* [Work item] Write all of the entries again. Keep them exactly as they are.

START Material for this exercise

PR #2015, opened 2026-03-09
feat: add per-toolset model routing via model field on toolsets

dgageot:
Add a 'model' field to toolset configuration that automatically routes the LLM turn processing tool results through a specified model. This enables platform-level cost optimization: cheaper/faster models handle simple tool results (file reads, knowledge-base lookups) while the agent's primary model handles complex reasoning.

Config & schema:
- Add Model field to Toolset struct in pkg/config/latest/types.go
- Add model property to Toolset in agent-schema.json

Tool plumbing:
- Add ModelOverride field to Tool struct (pkg/tools/tools.go)
- Add WithModelOverride wrapper in pkg/teamloader/model_override.go
- Wire wrapper into getToolsForAgent in pkg/teamloader/teamloader.go

Runtime:
- Extract reusable resolveModelRef from SetAgentModel in model_switcher.go with proper alloy config rejection
- Add resolveToolCallModelOverride helper (pkg/runtime/tool_model_override.go)
- In RunStream loop: after tool calls, record override; on next iteration, temporarily switch model for one turn then reset
- Clear override on agent switch to prevent cross-agent leakage

Tests:
- Unit tests for WithModelOverride wrapper
- Unit tests for resolveToolCallModelOverride
- Unit tests for resolveModelRef (alloy rejection, nil config, invalid format)
- Example config: per_tool_model_routing.yaml

Assisted-By: docker-agent

### DIFF
--- a/examples/per_tool_model_routing.yaml
+++ b/examples/per_tool_model_routing.yaml
@@ -1,0 +1,40 @@
+#!/usr/bin/env docker agent run
+
+# Per-Tool Model Routing Example
+#
+# This example demonstrates how to use the `model` field on toolsets
+# to automatically route specific tool results through a cheaper/faster
+# model, while keeping the agent's primary model for complex reasoning.
+#
+# When the LLM calls a tool from a toolset with a `model` field, the
+# next LLM turn (processing the tool results) uses the specified model
+# instead of the agent's primary model. This is a one-shot override:
+# subsequent turns return to the primary model.
+
+models:
+  primary:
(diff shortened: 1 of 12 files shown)


examples/per_tool_model_routing.yaml
```diff
@@ -0,0 +1,46 @@
+# Per-Tool Model Routing Example
+#
```
trungutt, line 4: **nit:** Could be in examples folder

END Material for this exercise

* [Problem solution]
PR #2015, opened 2026-03-09
feat: add per-toolset model routing via model field on toolsets

dgageot:
Add a 'model' field to toolset configuration that automatically routes the LLM turn processing tool results through a specified model. This enables platform-level cost optimization: cheaper/faster models handle simple tool results (file reads, knowledge-base lookups) while the agent's primary model handles complex reasoning.

Config & schema:
- Add Model field to Toolset struct in pkg/config/latest/types.go
- Add model property to Toolset in agent-schema.json

Tool plumbing:
- Add ModelOverride field to Tool struct (pkg/tools/tools.go)
- Add WithModelOverride wrapper in pkg/teamloader/model_override.go
- Wire wrapper into getToolsForAgent in pkg/teamloader/teamloader.go

Runtime:
- Extract reusable resolveModelRef from SetAgentModel in model_switcher.go with proper alloy config rejection
- Add resolveToolCallModelOverride helper (pkg/runtime/tool_model_override.go)
- In RunStream loop: after tool calls, record override; on next iteration, temporarily switch model for one turn then reset
- Clear override on agent switch to prevent cross-agent leakage

Tests:
- Unit tests for WithModelOverride wrapper
- Unit tests for resolveToolCallModelOverride
- Unit tests for resolveModelRef (alloy rejection, nil config, invalid format)
- Example config: per_tool_model_routing.yaml

Assisted-By: docker-agent

### DIFF
--- a/examples/per_tool_model_routing.yaml
+++ b/examples/per_tool_model_routing.yaml
@@ -1,0 +1,40 @@
+#!/usr/bin/env docker agent run
+
+# Per-Tool Model Routing Example
+#
+# This example demonstrates how to use the `model` field on toolsets
+# to automatically route specific tool results through a cheaper/faster
+# model, while keeping the agent's primary model for complex reasoning.
+#
+# When the LLM calls a tool from a toolset with a `model` field, the
+# next LLM turn (processing the tool results) uses the specified model
+# instead of the agent's primary model. This is a one-shot override:
+# subsequent turns return to the primary model.
+
+models:
+  primary:
(diff shortened: 1 of 12 files shown)


examples/per_tool_model_routing.yaml
```diff
@@ -0,0 +1,46 @@
+# Per-Tool Model Routing Example
+#
```
trungutt, line 4: **nit:** Could be in examples folder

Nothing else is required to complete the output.